The Extra 2%, 18.3° N Edition

In Commentary And Analysis by GW

Yoan Moncada has been cleared for free agency, just as soon as he gets unblocked by the U.S. Treasury Department. The Cubs had a strong presence at a workout in Guatemala on Wednesday. Since he is subject to international spending bonus pools, however, the Cubs will only have the chance to sign him if they can convince him to wait until next July. Given that the list of teams who have already exceeded their limits can sign him this year includes the Yankees, Red Sox, Angels, and Rays, I’m not holding my breath on the sales pitch that convinces him to wait for seven months before doing a deal.

And I’m fine with that. It doesn’t frustrate me at all that a generational talent 19-year old decided to leave Cuba the year after the Cubs misjudged the trade market and overspent on IFA’s. I’m completely over it.


What I’m wondering is what happens next. Rumor has it that Moncada is looking at $30-$40 million in bonus cash, and I don’t doubt that he will get it. Neither does Ben Badler. Since Moncada is subject to spending pool limits, the team that does end up paying him will also have to pay a 100% tax to MLB.

By my estimates, teams have already committed to paying over $20 million for overspending their limits during the current period. And I think that number is conservative, as I haven’t been tracking spending all that closely. By the time the period closes, MLB could very well be sitting on upwards of $60-$70 million in taxes, courtesy of the teams that decided to go all-in this year.

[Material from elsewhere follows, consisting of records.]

PR #1, opened 2022-06-27
Resampling + To_Relocations functions

cath34:
Examples are available at the end of the Relocations and Trajectories notebook.


ecoscope/base/base.py
```diff
@@ -516,6 +518,165 @@ def turn_angle(traj):
 
         return angles.rename("turn_angle").reindex(self.index)
 
+    def upsample(self, upsample_time):
```
kulits, line 521: Consider renaming `upsample_time` to `freq` and changing type from `int` to `pd.Timedelta` to match pandas.

ecoscope/base/base.py
```diff
@@ -516,6 +518,165 @@ def turn_angle(traj):
...
+
+            traj_ind = traj_ind.sort_values("segment_start")
+            times = pd.date_range(
+                start=traj_ind.iloc[0]["segment_start"],
+                end=traj_ind.iloc[-1]["segment_end"],
+                freq=pd.Timedelta(seconds=upsample_time),
+            )
+            index = traj_ind.segment_start.searchsorted(
+                pd.date_range(
+                    traj_ind.segment_start.iat[0],
```
kulits, line 552: Appears to be a duplicate of `times`.

ecoscope/base/base.py
```diff
@@ -516,6 +518,165 @@ def turn_angle(traj):
...
+        -------
+        ecoscope.base.Relocations
+        """
+
+        relocs_gdfs = []
+
+        def compute(traj):
+            traj.crs = self.crs
+            subject_name = traj.name
+            points = np.concatenate(
```
kulits, line 593: Replace with speedier `pygeos` function: `pygeos.get_point(trajectory.geometry.values.data, 0)`.

ecoscope/base/base.py
```diff
@@ -516,6 +518,165 @@ def turn_angle(traj):
...
+            traj_ind.to_crs(utm_crs, inplace=True)
+            logging.info(f"Resampling relocations for subject {subject_name}")
+
+            traj_ind = traj_ind.sort_values("segment_start")
+            times = pd.date_range(
+                start=traj_ind.iloc[0]["segment_start"],
+                end=traj_ind.iloc[-1]["segment_end"],
+                freq=pd.Timedelta(seconds=upsample_time),
+            )
+            index = traj_ind.segment_start.searchsorted(
```
kulits, line 550: What about resampled times that don't fall within a `Trajectory` segment (multiple collars)? I think you might need a second searchsorted along with filtering.

ecoscope/base/base.py
cath34: It's not

ecoscope/base/base.py
cath34: The function works with resampled times that don't fall within a trajectory segment (see tests for an example). I also think it can handle big gaps in the data, such as re-collaring ones. I haven't test it properly tho but I can make a synthetic examples to see if it works

ecoscope/base/base.py
cath34: Fixed

ecoscope/base/base.py
cath34: I think it's easier for a user that doesn't have much programming knowledge to use seconds (int) than a Timedelta object.

ecoscope/base/base.py
cath34: Okay, fixed now

PR #5, opened 2022-10-06
Added transform parameter to the to_geotiff function

cath34:


notebooks/03. Home Range & Movescape/EcoGraph.ipynb
```diff
@@ -69,7 +70,7 @@
     "    from google.colab import drive\n",
     "\n",
     "    drive.mount(\"/content/drive/\", force_remount=True)\n",
-    "    output_dir = os.path.join(\"/content/drive/MyDrive/\", output_dir)\n",
+    "    output_dir = os.path.join(output_dir, \"/content/drive/MyDrive/\")\n",
```
walljcg, line 73: this is backwards and was correct before- the output_dir should be appended to the /content/drive/MyDrive base folder

walljcg (changes requested):
This is great - thanks. I just had one comment about the output_dir folder path for Google Drive. And also, I don't think we should be committing test outputs to the repo: tests/test_output/salif_degree_mean_std.feather

notebooks/03. Home Range & Movescape/EcoGraph.ipynb
kulits: Please do not hard code Google Drive paths in the notebooks. They should be able to be run locally.

cath34: > This is great - thanks. I just had one comment about the output_dir folder path for Google Drive. And also, I don't think we should be committing test outputs to the repo: tests/test_output/salif_degree_mean_std.feather

The test_output folder contains files that allow you to verify that the output of some Ecoscope functions are those you would expect. I added a test that checks if the function output is the appropriate transformed GeoTIFF, so I added the expected output (in feather format) to the test_output folder in order to check with geopandas.testing if the function output was okay

walljcg: Ok, yes that makes sense

walljcg (approved):

PR #9, opened 2022-10-23
Modify text and position of Historic Mean

ericgitonga:


walljcg (approved):
Looks good, thanks Eric!

PR #11, opened 2022-10-25
fix cmap error value

ericgitonga:
"turbo" is not a valid cmap value. It brought up an error. Switched to "jet"


kulits:
https://github.com/matplotlib/matplotlib/pull/15275

PR #14, opened 2022-10-26
`is_monotonic` is deprecated

zakhusayn:
**FutureWarning**: `is_monotonic` is deprecated and will be removed in a future version. Use `is_monotonic_increasing` instead.


walljcg (approved):
Thanks Zak. Sorry this was left for so long!

PR #18, opened 2022-11-15
Bump to version 1.1.0

ericgitonga:


walljcg (commented):
Hi Eric, I think let's use the convention that we will increment versions according to: 

1.x.y  where y increases when there are minor changes to existing functionality or bug fixes. Then x increments when we introduce new functionality or major changes to existing functionality. And then the major version, e.g., v1 -> v2 increments when we have major incompatible backward changes or significant changes to project structure.

PR #19, opened 2022-12-03
Groupby col

ericgitonga:
Make the patrols relocs use the patrol_id as the groupby-col instead of the subject_id


ecoscope/version.py
```diff
@@ -1 +1 @@
-__version__ = "1.0.1"
+__version__ = "1.1.0"
```
walljcg, line 1: I think let's bump to 1.0.2 instead as I see this as a bug fix rather than introduction of new functionality

walljcg (changes requested):

ecoscope/version.py
ericgitonga: This bump was for the previous additions to Ecoscope... I had made the PR to bump to 1.1.0 before I did this change of patrol_id. So for patrol_id, it ought to be bumped to 1.1.2...

ericgitonga: I have bumped the version to 1.1.1

walljcg: Thanks

walljcg (approved):

PR #20, opened 2022-12-06
Ecograph fix

cath34:
Fixed a bug + Prevention of warnings than can occur when computing an EcoGraph on huge trajectories/huge dataset

### DIFF
--- a/ecoscope/analysis/ecograph.py
+++ b/ecoscope/analysis/ecograph.py
@@ -1,396 +1,693 @@
-from math import ceil, floor
+import warnings
 
+import astroplan
+import astropy
 import geopandas as gpd
-import igraph
-import networkx as nx
 import numpy as np
 import pandas as pd
-import rasterio
-import sklearn.base
-from affine import Affine
-from shapely.geometry import shape
-from skimage.draw import line
+import pygeos
+from pyproj import Geod
 
-import ecoscope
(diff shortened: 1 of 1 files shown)


ecoscope/analysis/ecograph.py
```diff
@@ -197,7 +197,10 @@ def _get_ecograph(self, trajectory_gdf, individual_name, radius, cutoff, tortuos
 
         for node in G.nodes():
             for key in attributes.keys():
-                G.nodes[node][key] = np.mean(G.nodes[node][key])
+                if len(G.nodes[node][key]) != 0:
```
walljcg, line 200: i think this would be simpler using https://numpy.org/doc/stable/reference/generated/numpy.nanmean.html

walljcg (changes requested):

ecoscope/analysis/ecograph.py
cath34: You are right : Using np.nanmean prevents the code from checking for nan values in other functions. I changed it. However, we still to keep the if len(G.nodes[node][key]) != 0, because it's possible for a given node to have no parameter values at all. In that case, using np.mean or np.nanmean will throw the warning « computing mean of empty slice » before returning np.nan. In order to prevent that warning, we need to check the length of the node attribute values.

walljcg (approved):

So… what is the Commisioner’s Office going to do with all that cash? Enter the CBA:

During the 2012-2013 and 2013-2014 signing periods, any tax proceeds generated as a result of a Club exceeding its Signing Bonus Pool will be used by the Office of the Commissioner, after considering the recommendations of the Committee, to offset the cost of international reforms. Thereafter, unless an international draft becomes operational, the Office of the Commissioner may use the tax proceeds to further the international development of baseball.

In case you were wondering, $60 million buys one hell of an awareness campaign in Latin America. The Cubs’ entire state-of-the-art facility in the Dominican Republic only cost $7 million. MLB could buy Sammy Sosa a closet full of yellow sweaters and send him to every major city south of the Rio Grande to shake hands and take some BP, and still have tens of millions leftover to build a few ballparks around the world.

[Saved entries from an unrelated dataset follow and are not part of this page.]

PR #26, opened 2023-04-21
Update EarthRangerIO from DAS Client to ER Client

ericgitonga:


tests/test_earthranger_io.py
```diff
@@ -76,14 +77,14 @@ def test_get_subjectsource_no_observations(er_io):
     assert relocations.empty
 
 
-def test_get_subjectsource_observations_with_pagesize_one(er_io):
+def test_get_subjectsource_observations_with_cursor(er_io):
```
walljcg, line 80: I think this goes away as we're not using cursors?

walljcg (changes requested):
Thanks Eric for the massive branch of work! Looks good other than dropping the test using a cursor.

tests/test_earthranger_io.py
ericgitonga: I have removed the cursor test.

So far, all tests for earthranger_io.py run successfully save for the test_get_observation_for_patrol. And I think that's still due to my difficulty in posting observations to patrol segments.

The other issues I had faced were:

Fixing the bug that resulted in us not being able to get subjects by group_name. The way we were accessing the required id was wrong, thus the error we kept getting of "id" not an attribute of type "list"

Fix test_users(): We needed to get the output of er_io.get_users() into a dataframe to properly test whether it was empty or not.

I had to remove the test_get_subject_no_observations() test. When you try pull subject observations with a non-existent subject id, you get back a 404 error. Even on the ER interactive API online. This behaviour is different from pulling source observations. With that, if you pass in a non-existent source id, you get back a 200 response, but with no data. This is an ER API issue from the looks of it. So unless that is fixed, that particular test is useless.

For the test_get_events() test, initially we passed in page_size=100 to it, causing the test to complain that there were multiple values of page_size passed to it. This is because we are doing the same when we call get_objects_multithreaded(). I removed that, but then now had to change the test from asserting to check for len(events) <= 100 to asserting to ensure events is not empty.

There are 2 other pending failures, but those are for test_ud.py and test_utils.py. There are also 6 errors reported for test_ecodataframe.py

The only other thing that's pending is updating the EarthRanger IO notebook, but I'd want to update that after fixing the patrol segment events issue. Unless you think otherwise.

Unless there's something else I may have overlooked, er_client_ is now good to go.

ericgitonga: Oh, there was one other test_earthranger_io failure which was caused by wrong naming of event_type in MEP-Dev. Editing that event type fixed the error. This was for the patch_event test.

PR #39, opened 2023-06-20
Replacing pygeos with shapely

ericgitonga:


walljcg (approved):
Looks good, thanks Eric

PR #342, opened 2024-11-29
Fix crs in get_displacement

### LINKED ISSUE #343: Bug: trajectory.get_displacement()
In line: https://github.com/wildlife-dynamics/ecoscope/blob/3f00eeb355fe3069cefeee1d65e732fbbaf657d0/ecoscope/base/base.py#L368

we should not be using UTM coordinates as these don't span very far. Instead, let's use the geod.inverse_transformation() (spherical distance) as we do here: https://github.com/wildlife-dynamics/ecoscope/blob/3f00eeb355fe3069cefeee1d65e732fbbaf657d0/ecoscope/base/base.py#L633

Yun-Wu:
Closes #343

### DIFF
--- a/ecoscope/base/base.py
+++ b/ecoscope/base/base.py
@@ -367,14 +367,11 @@ class Trajectory(EcoDataFrame):
         """
         Get displacement in meters between first and final fixes.
         """
-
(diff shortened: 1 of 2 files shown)


atmorling (approved):
LGTM !

Issue #352, opened 2024-12-04
get_events isn't cleaning time_cols correctly


atmorling:
It's cleaning the raw EarthRanger df rather than the constructed gdf we expect to return

PR #357, opened 2024-12-11
Possible fix for #356

### LINKED ISSUE #356: In EarthRangerIO.get_patrol_events, geojson datetime format is not always `"%Y-%m-%dT%H:%M:%S%z"`
In querying some data from easterisland as part of https://github.com/wildlife-dynamics/ecoscope-platform-workflow-issues/issues/10, I found that the assumption of time format `"%Y-%m-%dT%H:%M:%S%z"`

https://github.com/wildlife-dynamics/ecoscope/blob/f3af43bb733a6d023ffbe17a00e001bc700dee30/ecoscope/io/earthranger.py#L755

is unsafe. As, for example, I am getting some datetimes from easterisland like

```
'datetime': '2024-12-09T21:00:11.160513+00:00'
```
which throw

```
ValueError: time data '2024-12-09T21:00:11.160513+00:00' does not match format '%Y-%m-%dT%H:%M:%S%z'
```

cisaacstern:
closes #356 

This works, but there may be a better way to do this, thus "possible" in the title.

And specifically, perhaps @atmorling has some insight into any relationship between #356 and the fix for https://github.com/wildlife-dynamics/ecoscope/issues/352 (which may point to a better solution).

### DIFF
--- a/ecoscope/io/earthranger.py
+++ b/ecoscope/io/earthranger.py
@@ -751,9 +751,22 @@ class EarthRangerIO(ERClient):
 
         events_df = clean_time_cols(events_df)
         events_df["geometry"] = events_df["geojson"].apply(lambda x: shape(x.get("geometry")))
-        events_df["time"] = events_df["geojson"].apply(
-            lambda x: datetime.datetime.strptime(x.get("properties").get("datetime"), "%Y-%m-%dT%H:%M:%S%z")
-        )
+
+        def _strptime(x: dict, fmt: str) -> datetime.datetime:
+            return datetime.datetime.strptime(x.get("properties").get("datetime"), fmt)
+
+        def _dt_from_geojson(x: dict) -> datetime.datetime:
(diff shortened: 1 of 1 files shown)


atmorling:
I think something like this makes sense:
```python
events_df["time"] = events_df["geojson"].apply(lambda x: ptime(x.get("properties").get("datetime"))
events_df = clean_time_cols(events_df)
events_df["geometry"] = events_df["geojson"].apply(lambda x: shape(x.get("geometry")))
``` 
Basically tease out the time data from the geojson _before_ we do `clean_time_cols` 
Then we shouldn't need any extra formatting in this function.

cisaacstern:
Oh cool, yeah if that works that sounds better! I figured you'd have a good insight on this.

cisaacstern:
If you'd like me to make a stab at that I can try, though tbh if you're keen, I think you're in a better place in re: familiarity with this section of code. So I'd be happy to just close this PR and have it superseded by your proposed fix.

atmorling:
Sure, will do!

PR #368, opened 2024-12-18
Add historic time series plot

### LINKED ISSUE #369: Comparative Historic Time-Series Plot
Implement this work in ecoscope core library
https://github.com/wildlife-dynamics/ecoscope-workflows/issues/397?issue=wildlife-dynamics%7Cecoscope-workflows%7C535

Yun-Wu:
Closes #369


ecoscope/plotting/plot.py
```diff
@@ -386,3 +386,98 @@ def pie_chart(
...
+            x=df.img_date,
+            y=df[current_value_column],
+            fill=None,
+            mode="lines",
+            line_color="navy",
+            name=current_value_title,
+        )
+    )
+
+    return fig
```
atmorling, line 483: Would it make sense if we had a set of style kwargs for the upper/lower bands, the historic mean and the current value? 

(I'm including `mode` because I think allowing a choice between "lines", "markers" could be useful)

Ie;
```python
def draw_historic_timeseries(
    df: pd.DataFrame,
    .
    .
    upper_lower_band_style: dict = {mode:"lines", line_color:"green"},
    historic_mean_style: dict = {mode:"lines", "line": {"color":"green", "dash":"dot")},
    current_value_style: dict = {mode:"lines", line_color:"navy"},
    layout_kwargs: dict = None,
):
    .
    .
        # add the upper bound
        fig.add_trace(
            go.Scatter(
                x=df.img_date,
                y=df[historic_max_column],
                fill=None,
                name="",
                showlegend=False,
                **upper_lower_band_style,
            )
        )
        
        # lower band
        fig.add_trace(
            go.Scatter(
                x=df.img_date,
                y=df[historic_min_column],
                fill="tonexty",
                name=historic_band_title,
                **upper_lower_band_style,
            )
        )

    if historic_mean_column:
        # add the historic mean
        fig.add_trace(
            go.Scatter(
                x=df.img_date,
                y=df[historic_mean_column],
                fill=None,
                name=historic_mean_title,
                **historic_mean_style,
            )
        )

    # add current NDVI values
    fig.add_trace(
        go.Scatter(
            x=df.img_date,
            y=df[current_value_column],
            fill=None,
            name=current_value_title,
            **current_value_style,
        )
    )

    return fig
```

Allow me to make an alternative suggestion: give Latin America the Tampa Bay Rays for a year. It’s time to give back to the Dominican Republic for all the talent they have sent our way for the last few decades, and 81 games seems like the least that we can do. Set the Rays up in Santo Domingo. Maybe mix in a few games in San Juan or Monterrey, and sit back and watch while international development is furthered!

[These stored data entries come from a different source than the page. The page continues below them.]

PR #375, opened 2024-12-30
Fix filter_bad_geojson

### LINKED ISSUE #376: Fix gdf error after filtered by bad json
Somehow after the bad json filter, the geodataframe becomes a regular dataframe. In `earthranger.py` line 637
```gdf.set_geometry("geometry", inplace=True)```
would fail because of this errror
```Can't do inplace setting when converting from DataFrame to GeoDataFrame```

Yun-Wu:
Closes #376


atmorling (approved):
Nice catch - Thanks! :pray:

PR #416, opened 2025-02-13
Add a general bar plot chart

### LINKED ISSUE #418: Add a general bar plot chart
Our current stacked bar charts only support time series.

Yun-Wu:
Closes #418

### DIFF
--- a/ecoscope/plotting/plot.py
+++ b/ecoscope/plotting/plot.py
@@ -345,17 +345,17 @@ def stacked_bar_chart(data: EcoPlotData, agg_function: str, stack_column: str, l
 @dataclass
 class BarConfig:
     """
-    A class to represent spec for a bar chart.
+    A class to represent configs for an individual bar in a bar chart.
     Attributes:
     ----------
     column : str
-        The name of the column to be used for the bar chart.
+        The name of the column to be used for the bar.
     agg_func : str
-        The aggregation function to be applied to the data.
+        The aggregation function to be applied to the column data.
     label : str
-        The label for the bar chart.
+        The label for the bar.
     style : dict, optional
-        A dictionary containing style options for the bar chart (default is empty).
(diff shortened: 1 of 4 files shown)


ecoscope/plotting/plot.py
```diff
@@ -340,6 +340,52 @@ def stacked_bar_chart(data: EcoPlotData, agg_function: str, stack_column: str, l
     return fig
 
 
+def bar_chart(
+    data: pd.DataFrame,
+    columns: list[str],
+    agg_funcs: list[str],
+    labels: list[str],
```
atmorling, line 347: These should always have the same length no?
Would it make sense to make this triplet a dataclass and then have a single arg?

Yun-Wu: Added BarChartSpec

ecoscope/plotting/plot.py
```diff
@@ -340,6 +342,71 @@ def stacked_bar_chart(data: EcoPlotData, agg_function: str, stack_column: str, l
...
+    Attributes:
+    ----------
+    column : str
+        The name of the column to be used for the bar chart.
+    agg_func : str
+        The aggregation function to be applied to the data.
+    label : str
+        The label for the bar chart.
+    style : dict, optional
+        A dictionary containing style options for the bar chart (default is empty).
```
atmorling, line 358:
```suggestion
    column : str
        The name of the column to be used for the bar.
    agg_func : str
        The aggregation function to be applied to the column data.
    label : str
        The label for the bar.
    style : dict, optional
        A dictionary containing style options for the individual bar (default is empty).
```

atmorling: Or something to this effect - just to make it abundantly clear that these are operating on a single bar

atmorling (approved):
LGTM outside the comment changes

PR #425, opened 2025-02-17
Filter columns from map tooltips

### LINKED ISSUE #424: Filter dataframe columns from map picking via tooltip_columns
Allow filtering of dataframe columns from picking tooltip on the created map layer

atmorling:
Closes #424


cisaacstern (approved):
LGTM!

PR #429, opened 2025-02-19
Reset df index on map layer creation

### LINKED ISSUE #428: Reset dataframe index when creating map layers
Reset a gdf's index as we `_clean_gdf` in order to avoid index information showing on the tooltip.

atmorling:
Closes #428


cisaacstern (approved):
LGTM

The finances are certainly in the right neighborhood. According to Bloomberg, the Rays took in about $55 million combined in gate receipts, concessions, sponsorship, and parking in 2013. Give the team $75 million to make up for that lost revenue and start teaching our friends down south about the wonders of Las Rayas Venenosas de Santo Domingo!

And if MLB does decide to go another direction in the “Furthering Development Campaign,” the owners are going to need to see some receipts.